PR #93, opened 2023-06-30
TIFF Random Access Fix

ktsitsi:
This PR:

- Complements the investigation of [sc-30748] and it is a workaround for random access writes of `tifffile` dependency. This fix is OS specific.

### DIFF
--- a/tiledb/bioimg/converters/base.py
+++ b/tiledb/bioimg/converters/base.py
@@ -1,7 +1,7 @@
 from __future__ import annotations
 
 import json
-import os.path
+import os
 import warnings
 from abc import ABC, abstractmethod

**WORK ITEM**
Go through the records above, find each line with the string "import", and copy it.

**ANSWER BELOW**
 from __future__ import annotations
 import json
-import os.path
+import os
 import warnings
 from abc import ABC, abstractmethod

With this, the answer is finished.